Foto: Rovena Rosa/Agência Brasil
O STF (Supremo Tribunal Federal) retoma nesta segunda-feira (26) os depoimentos do inquérito que investiga fraudes no Banco Master. As oitivas seguem até terça-feira (27), conforme autorização do ministro relator Dias Toffoli. Ao todo, oito executivos serão ouvidos, parte presencialmente no STF e parte por videoconferência, incluindo sócios do Banco Master, executivos do BRB e um diretor de empresa ligada ao esquema.
No dia 26 de janeiro, prestam depoimento por videoconferência Dário Oswaldo Garcia Junior, diretor financeiro do BRB; André Felipe de Oliveira Seixas Maia, diretor de empresa investigada; Henrique Souza e Silva Peretto, empresário; e Alberto Felix de Oliveira, superintendente-executivo de tesouraria do Banco Master. Em 27 de janeiro, serão ouvidos Robério Cesar Bonfim Mangueira, superintendente de operações financeiras do BRB (presencial); Luiz Antonio Bull, diretor de riscos, compliance, RH e tecnologia do Banco Master (presencial); Angelo Antonio Ribeiro da Silva, sócio do Banco Master (videoconferência); e Augusto Ferreira Lima, ex-sócio do banco (presencial).
Os depoimentos serão colhidos em apenas dois dias após Toffoli reduzir o prazo solicitado pela Polícia Federal, decisão que gerou novo desgaste na relação institucional com a corporação. O ministro tem demonstrado desconfiança quanto à atuação da PF na investigação. A perícia do material apreendido na fase mais recente da Operação Compliance Zero será feita pela PGR, com acompanhamento de quatro peritos da PF escolhidos diretamente por Toffoli.

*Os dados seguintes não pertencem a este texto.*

PR #890, opened 2025-03-13
feat(accordion): highlight interactivity by changing the header's color

stropitek:
And use gray colors from the blueprint library


targos:
Have you tried different approaches for the style? This inversion of the gradient feels odd when I test it.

As oitivas integram a investigação da Polícia Federal, que tem prazo de 60 dias para apresentar relatório com provas e eventuais indiciamentos, caso não haja pedido de adiamento. Conforme revelou a CNN, Toffoli avalia devolver o caso à primeira instância, onde tramitava até o fim do ano passado, já que chegou ao STF por envolver supostamente um deputado com foro privilegiado. Desde dezembro, decisões do ministro têm causado incômodo na PF e entre integrantes do próprio STF, que discutem nos bastidores formas de evitar novos desgastes à imagem da Corte.